[Start of Attachment]
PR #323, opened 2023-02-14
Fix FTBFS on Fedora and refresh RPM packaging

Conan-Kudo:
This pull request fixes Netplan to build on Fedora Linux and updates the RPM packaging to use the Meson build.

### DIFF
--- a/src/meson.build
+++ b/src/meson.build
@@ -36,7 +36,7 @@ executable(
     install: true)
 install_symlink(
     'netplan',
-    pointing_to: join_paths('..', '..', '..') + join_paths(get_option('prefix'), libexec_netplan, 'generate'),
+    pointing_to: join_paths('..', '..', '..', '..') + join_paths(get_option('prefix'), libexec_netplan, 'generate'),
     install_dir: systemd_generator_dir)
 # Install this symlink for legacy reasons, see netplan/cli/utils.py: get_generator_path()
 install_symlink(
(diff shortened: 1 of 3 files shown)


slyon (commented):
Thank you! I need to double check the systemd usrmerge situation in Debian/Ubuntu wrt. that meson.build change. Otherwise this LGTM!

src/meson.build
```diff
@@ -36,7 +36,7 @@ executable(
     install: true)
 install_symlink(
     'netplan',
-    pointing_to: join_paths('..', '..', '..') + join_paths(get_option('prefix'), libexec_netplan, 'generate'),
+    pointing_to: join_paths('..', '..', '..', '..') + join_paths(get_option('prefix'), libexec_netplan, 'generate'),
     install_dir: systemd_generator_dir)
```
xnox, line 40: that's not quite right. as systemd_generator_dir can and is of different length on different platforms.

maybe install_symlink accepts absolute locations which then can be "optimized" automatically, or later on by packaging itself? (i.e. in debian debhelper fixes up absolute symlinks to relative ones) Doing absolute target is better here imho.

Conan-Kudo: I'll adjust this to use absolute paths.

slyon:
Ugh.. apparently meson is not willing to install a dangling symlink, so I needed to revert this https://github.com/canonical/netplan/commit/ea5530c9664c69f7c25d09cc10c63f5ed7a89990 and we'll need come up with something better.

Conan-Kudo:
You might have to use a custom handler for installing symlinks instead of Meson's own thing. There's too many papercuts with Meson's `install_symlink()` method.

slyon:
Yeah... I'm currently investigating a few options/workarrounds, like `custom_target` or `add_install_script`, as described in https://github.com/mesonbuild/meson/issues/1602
[End of Attachment]
[Start of Attachment]
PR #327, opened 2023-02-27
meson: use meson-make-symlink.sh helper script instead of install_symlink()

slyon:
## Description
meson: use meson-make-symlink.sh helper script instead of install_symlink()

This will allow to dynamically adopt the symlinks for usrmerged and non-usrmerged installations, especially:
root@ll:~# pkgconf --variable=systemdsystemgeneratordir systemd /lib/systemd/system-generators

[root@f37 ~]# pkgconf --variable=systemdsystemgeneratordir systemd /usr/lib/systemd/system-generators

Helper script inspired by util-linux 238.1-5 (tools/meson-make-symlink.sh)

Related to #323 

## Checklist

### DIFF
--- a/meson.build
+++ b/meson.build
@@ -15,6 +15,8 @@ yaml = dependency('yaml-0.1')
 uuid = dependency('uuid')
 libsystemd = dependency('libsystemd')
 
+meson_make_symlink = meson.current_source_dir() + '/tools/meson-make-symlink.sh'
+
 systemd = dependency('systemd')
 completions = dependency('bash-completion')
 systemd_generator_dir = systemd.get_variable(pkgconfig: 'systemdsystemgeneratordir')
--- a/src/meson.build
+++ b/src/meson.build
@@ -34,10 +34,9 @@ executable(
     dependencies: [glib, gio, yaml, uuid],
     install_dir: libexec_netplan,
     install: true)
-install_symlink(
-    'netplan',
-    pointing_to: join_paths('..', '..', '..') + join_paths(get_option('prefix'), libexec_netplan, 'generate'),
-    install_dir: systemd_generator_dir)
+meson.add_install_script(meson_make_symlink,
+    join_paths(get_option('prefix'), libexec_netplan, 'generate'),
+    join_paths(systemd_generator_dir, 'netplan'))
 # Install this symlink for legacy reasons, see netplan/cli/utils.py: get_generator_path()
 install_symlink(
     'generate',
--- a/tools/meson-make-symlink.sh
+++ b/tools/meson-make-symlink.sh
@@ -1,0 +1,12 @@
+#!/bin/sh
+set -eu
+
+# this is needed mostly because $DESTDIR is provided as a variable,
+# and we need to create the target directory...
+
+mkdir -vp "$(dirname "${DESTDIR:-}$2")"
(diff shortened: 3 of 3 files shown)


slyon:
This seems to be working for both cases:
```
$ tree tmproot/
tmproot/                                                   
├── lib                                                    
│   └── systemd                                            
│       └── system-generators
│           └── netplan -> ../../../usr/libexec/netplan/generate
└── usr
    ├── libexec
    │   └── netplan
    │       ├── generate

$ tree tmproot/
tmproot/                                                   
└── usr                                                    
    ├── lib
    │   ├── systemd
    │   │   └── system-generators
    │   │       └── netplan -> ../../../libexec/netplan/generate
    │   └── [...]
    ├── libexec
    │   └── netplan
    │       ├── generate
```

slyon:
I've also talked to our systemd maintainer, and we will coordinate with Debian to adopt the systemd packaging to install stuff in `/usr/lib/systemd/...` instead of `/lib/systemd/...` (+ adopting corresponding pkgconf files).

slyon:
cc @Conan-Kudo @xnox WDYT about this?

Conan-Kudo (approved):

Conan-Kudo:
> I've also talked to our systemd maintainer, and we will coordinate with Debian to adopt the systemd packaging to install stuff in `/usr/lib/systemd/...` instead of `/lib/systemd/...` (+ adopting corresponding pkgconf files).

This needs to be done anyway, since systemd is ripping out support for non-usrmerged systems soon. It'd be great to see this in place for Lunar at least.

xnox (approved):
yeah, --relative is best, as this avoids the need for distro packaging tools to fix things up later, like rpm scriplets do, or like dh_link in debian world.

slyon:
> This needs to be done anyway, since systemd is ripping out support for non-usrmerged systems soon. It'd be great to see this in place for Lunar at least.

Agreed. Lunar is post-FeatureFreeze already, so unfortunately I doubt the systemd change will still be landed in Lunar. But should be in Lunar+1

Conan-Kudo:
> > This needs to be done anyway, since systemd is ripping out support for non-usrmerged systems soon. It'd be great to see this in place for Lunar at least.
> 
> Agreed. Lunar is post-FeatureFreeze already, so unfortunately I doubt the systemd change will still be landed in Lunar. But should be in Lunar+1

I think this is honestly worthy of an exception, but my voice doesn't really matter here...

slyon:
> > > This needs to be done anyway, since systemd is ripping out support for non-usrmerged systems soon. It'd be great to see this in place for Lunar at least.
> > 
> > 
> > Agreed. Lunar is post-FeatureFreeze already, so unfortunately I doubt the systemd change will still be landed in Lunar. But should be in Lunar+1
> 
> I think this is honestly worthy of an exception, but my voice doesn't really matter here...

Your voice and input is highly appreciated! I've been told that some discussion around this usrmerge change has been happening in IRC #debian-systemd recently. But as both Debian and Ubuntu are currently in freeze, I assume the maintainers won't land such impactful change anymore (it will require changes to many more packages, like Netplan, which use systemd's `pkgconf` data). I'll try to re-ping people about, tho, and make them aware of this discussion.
[End of Attachment]
[Start of Attachment]
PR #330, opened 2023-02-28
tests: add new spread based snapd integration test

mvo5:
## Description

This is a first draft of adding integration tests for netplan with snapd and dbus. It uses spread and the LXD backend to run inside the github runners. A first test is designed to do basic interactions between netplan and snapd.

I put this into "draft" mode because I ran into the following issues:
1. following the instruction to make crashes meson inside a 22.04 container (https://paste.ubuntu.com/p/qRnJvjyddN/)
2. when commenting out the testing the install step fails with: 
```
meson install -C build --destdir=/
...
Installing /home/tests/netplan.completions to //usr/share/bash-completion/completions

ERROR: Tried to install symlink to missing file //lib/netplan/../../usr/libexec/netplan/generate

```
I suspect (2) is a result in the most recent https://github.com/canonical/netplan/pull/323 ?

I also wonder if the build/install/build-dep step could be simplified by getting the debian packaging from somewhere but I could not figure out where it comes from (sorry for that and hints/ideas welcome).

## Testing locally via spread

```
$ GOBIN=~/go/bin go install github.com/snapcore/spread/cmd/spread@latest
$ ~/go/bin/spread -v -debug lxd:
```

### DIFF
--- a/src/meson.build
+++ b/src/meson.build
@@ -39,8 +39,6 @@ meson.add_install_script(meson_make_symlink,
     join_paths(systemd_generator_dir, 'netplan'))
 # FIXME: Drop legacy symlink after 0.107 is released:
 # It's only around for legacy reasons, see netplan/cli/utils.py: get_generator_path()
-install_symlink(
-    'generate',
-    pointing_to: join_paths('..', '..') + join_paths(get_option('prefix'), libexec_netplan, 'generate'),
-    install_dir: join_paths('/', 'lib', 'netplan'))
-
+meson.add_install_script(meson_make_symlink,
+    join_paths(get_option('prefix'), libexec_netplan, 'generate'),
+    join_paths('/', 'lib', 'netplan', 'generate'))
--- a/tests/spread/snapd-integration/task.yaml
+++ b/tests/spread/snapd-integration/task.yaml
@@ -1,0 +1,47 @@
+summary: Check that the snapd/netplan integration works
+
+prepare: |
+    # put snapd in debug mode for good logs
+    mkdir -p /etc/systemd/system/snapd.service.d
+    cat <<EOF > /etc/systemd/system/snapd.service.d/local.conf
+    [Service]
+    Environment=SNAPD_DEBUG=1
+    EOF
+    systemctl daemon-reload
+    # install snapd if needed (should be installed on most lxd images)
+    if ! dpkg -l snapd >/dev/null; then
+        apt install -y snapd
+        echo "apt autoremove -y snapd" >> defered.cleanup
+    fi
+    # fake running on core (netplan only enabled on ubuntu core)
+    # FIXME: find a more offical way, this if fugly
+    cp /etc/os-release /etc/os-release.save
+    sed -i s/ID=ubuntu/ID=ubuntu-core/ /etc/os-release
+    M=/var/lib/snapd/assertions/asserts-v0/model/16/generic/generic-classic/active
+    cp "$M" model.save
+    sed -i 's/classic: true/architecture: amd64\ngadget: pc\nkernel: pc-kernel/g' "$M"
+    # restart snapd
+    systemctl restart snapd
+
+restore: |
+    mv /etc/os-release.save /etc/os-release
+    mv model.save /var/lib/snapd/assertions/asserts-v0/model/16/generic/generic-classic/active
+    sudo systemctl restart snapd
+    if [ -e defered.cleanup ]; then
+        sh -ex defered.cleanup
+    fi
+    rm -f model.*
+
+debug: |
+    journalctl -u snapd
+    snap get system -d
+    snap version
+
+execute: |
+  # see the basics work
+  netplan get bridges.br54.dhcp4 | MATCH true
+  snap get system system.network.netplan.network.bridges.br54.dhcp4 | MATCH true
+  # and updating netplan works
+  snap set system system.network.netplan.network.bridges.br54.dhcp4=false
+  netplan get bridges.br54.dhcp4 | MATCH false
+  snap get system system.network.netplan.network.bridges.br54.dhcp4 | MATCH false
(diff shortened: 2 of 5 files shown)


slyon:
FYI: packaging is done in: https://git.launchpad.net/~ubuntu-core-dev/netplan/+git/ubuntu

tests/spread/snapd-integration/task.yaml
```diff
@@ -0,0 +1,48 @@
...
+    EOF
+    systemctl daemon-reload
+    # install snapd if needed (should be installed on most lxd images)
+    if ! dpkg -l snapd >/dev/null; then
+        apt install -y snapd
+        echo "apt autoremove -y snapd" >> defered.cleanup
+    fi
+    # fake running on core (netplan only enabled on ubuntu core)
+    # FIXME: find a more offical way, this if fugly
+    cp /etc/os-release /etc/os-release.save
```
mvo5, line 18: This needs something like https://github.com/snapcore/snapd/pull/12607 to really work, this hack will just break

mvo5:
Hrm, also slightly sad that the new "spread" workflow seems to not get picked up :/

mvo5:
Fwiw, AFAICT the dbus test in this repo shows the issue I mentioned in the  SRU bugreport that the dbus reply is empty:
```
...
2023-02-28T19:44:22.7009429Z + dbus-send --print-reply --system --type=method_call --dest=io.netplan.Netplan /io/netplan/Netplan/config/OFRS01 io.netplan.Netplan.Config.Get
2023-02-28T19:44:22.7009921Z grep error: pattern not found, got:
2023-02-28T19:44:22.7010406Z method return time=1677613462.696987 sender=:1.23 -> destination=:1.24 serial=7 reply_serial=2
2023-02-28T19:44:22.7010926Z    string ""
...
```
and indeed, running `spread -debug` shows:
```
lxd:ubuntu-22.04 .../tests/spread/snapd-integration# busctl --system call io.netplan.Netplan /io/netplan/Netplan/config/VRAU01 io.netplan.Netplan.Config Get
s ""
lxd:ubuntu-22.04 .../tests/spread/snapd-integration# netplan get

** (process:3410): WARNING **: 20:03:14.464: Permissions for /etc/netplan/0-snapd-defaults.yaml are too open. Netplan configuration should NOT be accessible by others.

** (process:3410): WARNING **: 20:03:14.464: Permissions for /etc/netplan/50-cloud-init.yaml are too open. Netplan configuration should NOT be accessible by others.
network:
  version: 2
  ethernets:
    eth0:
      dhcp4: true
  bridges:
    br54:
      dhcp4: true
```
[End of Attachment]
* [Problem requirements]:
An exact copy of the lines above, from the one containing "PR #330, opened 2023-02-28" through the one containing "## Testing locally via spread", is the whole of the answer.

* [Expected answer]:
PR #330, opened 2023-02-28
tests: add new spread based snapd integration test

mvo5:
## Description

This is a first draft of adding integration tests for netplan with snapd and dbus. It uses spread and the LXD backend to run inside the github runners. A first test is designed to do basic interactions between netplan and snapd.

I put this into "draft" mode because I ran into the following issues:
1. following the instruction to make crashes meson inside a 22.04 container (https://paste.ubuntu.com/p/qRnJvjyddN/)
2. when commenting out the testing the install step fails with: 
```
meson install -C build --destdir=/
...
Installing /home/tests/netplan.completions to //usr/share/bash-completion/completions

ERROR: Tried to install symlink to missing file //lib/netplan/../../usr/libexec/netplan/generate

```
I suspect (2) is a result in the most recent https://github.com/canonical/netplan/pull/323 ?

I also wonder if the build/install/build-dep step could be simplified by getting the debian packaging from somewhere but I could not figure out where it comes from (sorry for that and hints/ideas welcome).

## Testing locally via spread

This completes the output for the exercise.